- Alcohol
Cookie was an alcoholic who never drank like a normal person. She also never wanted to stop. When she attended her first 12-step meeting, she experienced that same feeling of not belonging that had haunted her for as long as she could remember.
“I felt I was brought here from another planet, and someone was going to come get me,” she recalls. “No one liked me. Everybody hated me.”
Despite those negative feelings, Cookie also had a lot of dreams. She believed there wasn’t anything she couldn’t do, within reason. Raised in a wealthy family as an only child, there was a lot of time for dreaming and introspection. When she began using, her drug of choice was simply “more.”
In looking back at why she began using in the first place, she chalks it up to making choices back then that put her in situations that weren’t good for her. Not that there weren’t other contributing factors or pains that she was trying soothe. Her father drank and her mom had a mental illness problem, often leaving young Cookie to hang out with her building’s doorman.
“For a long time, I was convinced I had this problem because I grew up with an alcoholic father,” Cookie says. “After three husbands and six children, though, I realized I had a problem.”
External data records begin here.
PR #10889, opened 2023-11-30
Remove dependency of apicore on tscore

cmcfarlen:
This moves code related to diagnostics, errata and buffer writing to src/api.  I tried to move as little as possible.


src/api/CMakeLists.txt
```diff
@@ -52,12 +51,28 @@ target_link_libraries(
...
+add_library(tsapicore SHARED Assert.cc Metrics.cc DbgCtl.cc SourceLocation.cc ts_diags.cc)
 add_library(ts::tsapicore ALIAS tsapicore)
-target_link_libraries(tsapicore PRIVATE ts::tscore)
-set_target_properties(tsapicore PROPERTIES POSITION_INDEPENDENT_CODE TRUE)
+set_target_properties(tsapicore PROPERTIES POSITION_INDEPENDENT_CODE TRUE PUBLIC_HEADER "${TSAPICORE_PUBLIC_HEADERS}")
+target_link_libraries(tsapicore PUBLIC libswoc)
 
-install(TARGETS tsapi tsapicore tsapibackend PUBLIC_HEADER DESTINATION ${CMAKE_INSTALL_INCLUDEDIR}/ts)
+install(TARGETS tsapi tsapibackend PUBLIC_HEADER DESTINATION ${CMAKE_INSTALL_INCLUDEDIR}/ts)
+install(TARGETS tsapicore PUBLIC_HEADER DESTINATION ${CMAKE_INSTALL_INCLUDEDIR}/api)
```
bneradt, line 75: Just to make sure I understand this, this is the big change which is the goal of this patch, right? `tsapicore` no longer lists `ts::tscore` as a dependency, so the circular dependency is removed.

bneradt (approved):

src/api/CMakeLists.txt
cmcfarlen: Yes, that is goal!

Skn0tt:
I believe `tsapicore` also needs to be added in here:

https://github.com/apache/trafficserver/blob/78ccc61c9c803c39b3a874588fe2b3b2d52e9a0d/tests/fuzzing/CMakeLists.txt#L31-L37

I'll try to validate that locally, and open a PR with a fix.

Skn0tt:
Turned out that shared libs need to be copied into a special `/lib` directory for fuzz tests. Fix is in https://github.com/apache/trafficserver/pull/10930.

It was a long and winding path that led her to that realization. She was convinced that having a child would make her life better and that motherhood would keep her from drinking. Then, it was love that she thought would fix all her problems. She met the man of her dreams, and they blended their families and moved to Long Island. There was only one problem: he was a child molester and abusive. Cookie didn’t find out her daughter had been abused until she ran away at age 17, adding to the list of hurts that she felt that she needed to self-medicate with substance abuse.
When her father died, Cookie made sure she had enough booze in her to fly to New York and confront his family. She asked for her birth certificate and finally found out she was adopted. Then she had to contend with her aunts’ anger at her for having the nerve to be upset over this long-hidden revelation.
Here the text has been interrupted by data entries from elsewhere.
PR #10891, opened 2023-11-30
Coverity 1497333: Resource leak in object in LogConfig

bryancall:
hostname wasn't freed and minor cleanup


masaori335 (approved):
Looks good.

At 42, Cookie finally realized that the only way to health was to figure out what was stopping her from having her best life. She attended her first 12-step program to deal with her weight but she arrived drunk. She met her sponsor there, eventually entering treatment for codependency. While she was there, they gave her a sign that said “No Trespassing,” and Cookie began to learn how to make different, healthier choices.
Once in recovery, she began working in the field. She found her calling in crisis response, becoming an interventionist. She tells her clients that, when you enter treatment, there’s no promise of what you’ll find on the other side. But for Cookie, she’s found peace. After more than two decades in recovery, she realizes that she is worthy of grace. She also just started a new job and is planning to write a book.
She says, “My life is beyond my wildest dreams today because I can feel the emotions and none of them control my life.”